Sorry dude, still kinda hate it.
Hey, at least you hate it for more valid reasons now.
Perhaps something more contemporary?
Recorder can sound great. But not so much in the hands of an 8-year-old.
Sounds a little medieval fair cosplay for me, but I can appreciate it a lot more than the squawking of primary school recorder lessons.
Taking front stage and swinging the whistle around like the lead guitarist in a rock band is certainly something new though.
I guess you've never listened to baroque era classical, or seen a concerto performed live?
I don't even know what half of those words mean. I am quite uncultured. Sometimes I hear tinkling pianos and slidey violins on the radio and it sounds nice.

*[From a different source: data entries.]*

PR #3167, opened 2019-05-02
Post-merge fix to PS-5044 (Merge MySQL 8.0.14 & 8.0.15)

laurynas-biveinis:
Remove GCC 4.9 from Travis-CI test matrix because of this version not
being used for any of official packages, and having bugs whose
workarounds are not trivial. Moreover, MySQL 8.0.16 is C++14, which is
fully supported starting with GCC 5 only.


laurynas-biveinis:
https://travis-ci.org/percona/percona-server/builds/527209481

PR #3169, opened 2019-05-03
PS-5563 : Create new session variable rocksdb_disable_file_deletions

george-lorch:
- Fixed rocksdb_disable_file_deletions-master.opt to properly prefix rocksdb
  options with --loose


george-lorch:
Trivial fix, self approving.

PR #3171, opened 2019-05-06
Merge upstream 5.7.26 into Percona Server

percona-ysorokin:
Blueprint:
https://jira.percona.com/browse/PS-5101


percona-ysorokin:
Jenkins build link:
https://ps57.cd.percona.com/job/percona-server-5.7-param/24/

laurynas-biveinis (approved):

percona-ysorokin:
`auth_sec.keyring_file_data_qa` - failing on all platforms (only on Jenkins, not locally)
When this test is run under a user who can access '/', additional error might be generated in the error log file.
Fixed by adding a new 'mtr.add_suppression()'.

`main.plugin-load-add-with-path` used to be skipped in 5.7.25 because of the Bugs #26115002, #29178542.
This bug was fixed by Oracle in 5.7.26 (The binary file for the udf_example user-defined
function was omitted from binary distributions).
Now, when the test is not skipped any more, it requires modifications to support testing environments where '$PLUGIN_AUTH' and '$EXAMPLE_PLUGIN' are located in the same directory (Like Jenkins).

`rocksdb.multi_con_read` - already fixed by @satya-bodapati as part of the https://jira.percona.com/browse/PS-5562 "index_merge + partitioning + MyRocks crashes the server"

laurynas-biveinis:
@percona-ysorokin the latest changes are OK but ideally we'd like upstream branch to pass testing in our CI environment too, by changing the environment as needed

percona-ysorokin:
Additional Jenkins build link (`main.plugin-load-add-with-path --repeat=2`)
https://ps57.cd.percona.com/job/percona-server-5.7-param/33/

PR #3172, opened 2019-05-07
PS-5571: Merge encryption threads to 8.0.15 trunk

robgolebiowski:
This is umbrella projects that covers lots of bug fixes to make
encryption threads runnable and almost stable. The testcases can still
fail with assertion failure (PS-5593 this == space->crypt_data). Also
PS-5320 (Keyring encrypted tablespace import/export is broken) needs to
be fixed. This is what is known for now, however more bug fixes may be
needed.

The list of fixes this commit provide:

The DD encryption flag setting/clearing by encryption threads was added.

dd_update_tablespace_dd_flags was locking table for modification in
blocking mode. This was changed to timeout mode. The locking may fail
if the tablespace is being dropped.

encryption_key_id is saved in DD.

The innodb decryption errors were splitted into two:
HA_ERR_ENCRYPTION_KEY_MISSING and HA_ERR_DECRYPTION_FAILED. The first
one is generated when given encryption key (or version) cannot be found
in the keyring. The second one is generated when a key was found, but
page decryption failed. The most common scenario when this could happen
would be when keyring is loaded with needed key id, but the key itself
is not the correct one. The server code was amended so it should cope
with such decryption errors and generate appropriate errors instead of
crashing.

error ER_XB_MSG_4 was introduced for reporting decryption errors (when
checksum of the page do not match after decryption).
error ER_XB_MSG_5 was introduced for reporting that tablespace's
encryption key is missing.

There were two decryption errors codes - one coming from MariaDB
(DB_DECRYPTION_FAILED) and one coming from MySQL (DB_IO_DECRYPT_FAIL).
The were unified and now only DB_IO_DECRYPT_FAIL exists.

When there was a decryption error the server would go into infinite loop
when reading the page. This is now fixed.

keyring encrypted zip compressed pages had their checksums checked after
they were decompressed - thus reporting decryption errors as corruption
errors. Now when decompression fails it is checked if the page was
encrypted - if this happens the decryption error is generated.

Unencrypted pages could have been encrypted when a key was rotated. On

That's about the limits of my musical involvement.
Actually I played bassoon back in the day so I'm kinda hamming it up a whisker, but I was no JS Mozart Beethoven.
You probably already know this then, but for anyone genuinely unfamiliar:
Baroque is an artistic period that followed shortly after the end of the Middle Ages (what we think of as medieval), and so naturally shares similarities to medieval music in terms of instruments and compositional techniques. Composers during that period, like Telemann, were often commissioned by royals and had their works performed at court, which is another reason we associate them with that "medieval" sound.
Soloists in concertos and other works composed for a specific instrument often add visual flourishes to their performance. I guess part of it is to enhance the overall feeling from the perspective of the audience, but I'm sure the soloists also feel genuinely passionate about the music and like to express themselves while performing it.
At least in music (I don't know about architecture and other artforms), the Baroque era comes after the Renaissance, so it's quite a long way removed from mediaeval—about 150–200 years removed, to be precise.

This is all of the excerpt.